**Assignment**
Write out the lines starting at the one that holds "jesusyoshi54: This difference" and ending with the final line of the data, exactly and with no others.

Saved entries
----------

PR #207, opened 2022-12-23
[bugfix] SM64 mat override fixes

jesusyoshi54:
This PR fixes an issue with material overrides where excessive reverts were added to display lists with the recent changes to gbiMacro hashing behavior.
This change opts to instead not use sets, and manage the commands in command lists by adding and removing commands via id.


fast64_internal/sm64/sm64_geolayout_writer.py
```diff
@@ -2497,16 +2501,18 @@ def saveOverrideDraw(obj, fModel, material, specificMat, overrideType, fMesh, dr
                         command.displayList = fOverrideMat.material
                     # Check if this material is the same as the prevous loaded material in the DL
                     if prevMaterial == curMaterial:
-                        # If so, tag this material load for removal
-                        removeCommands.add(command)
+                        # If so, remove this material load
+                        remove_by_id(meshMatOverride.commands, command)
+                        commandIdx -= 1
```
Dragorn421, line 2506: `command` is from `command = meshMatOverride.commands[commandIdx]`
so just do
```suggestion
                        # If so, remove this material load
                        meshMatOverride.commands.pop(commandIdx)
                        commandIdx -= 1
```
?
more or less same with others

jesusyoshi54: You need to use the ID. Remove, pop, find etc. all use equality checks, aka `command == meshMatOverride.commands[commandIdx]`. With the way dataclasses work currently, this resolves to true on commands with the same argument, but in different positions in the list. I need to remove the specific command object in that slot from the list, not simply a command that is equal to the current command.
That is why I use `remove_by_id` so that my check for removal uses the `is` keyword, which checks if the objects are the same.

jesusyoshi54: This difference is actually what caused this bug to begin with, otherwise this code would have worked in its original form (though it did produce some extra benign reverts in some instances).

Dragorn421: Yeah I understand that, but why does that make my suggestion not work?

jesusyoshi54: Ok I may have just not read this properly lmfao.
Yeah this would probably work, I'll test it out to make sure.

jesusyoshi54: Ok this definitely doesn't work. I'm not entirely sure yet exactly why it is so broken, but the results in game speak for themselves.
Here is an example of some of the results.
image

jesusyoshi54: Ok I actually did manage to get this change to work.
Idk what was wrong with my testing earlier but it seems fine now.
I will implement this change.

kurethedead (approved):
I played played SM64 from new game to 8 stars to confirm that it seems to work correctly.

----------

**Answer for this exercise**
jesusyoshi54: This difference is actually what caused this bug to begin with, otherwise this code would have worked in its original form (though it did produce some extra benign reverts in some instances).

Dragorn421: Yeah I understand that, but why does that make my suggestion not work?

jesusyoshi54: Ok I may have just not read this properly lmfao.
Yeah this would probably work, I'll test it out to make sure.

jesusyoshi54: Ok this definitely doesn't work. I'm not entirely sure yet exactly why it is so broken, but the results in game speak for themselves.
Here is an example of some of the results.
image

jesusyoshi54: Ok I actually did manage to get this change to work.
Idk what was wrong with my testing earlier but it seems fine now.
I will implement this change.

kurethedead (approved):
I played played SM64 from new game to 8 stars to confirm that it seems to work correctly.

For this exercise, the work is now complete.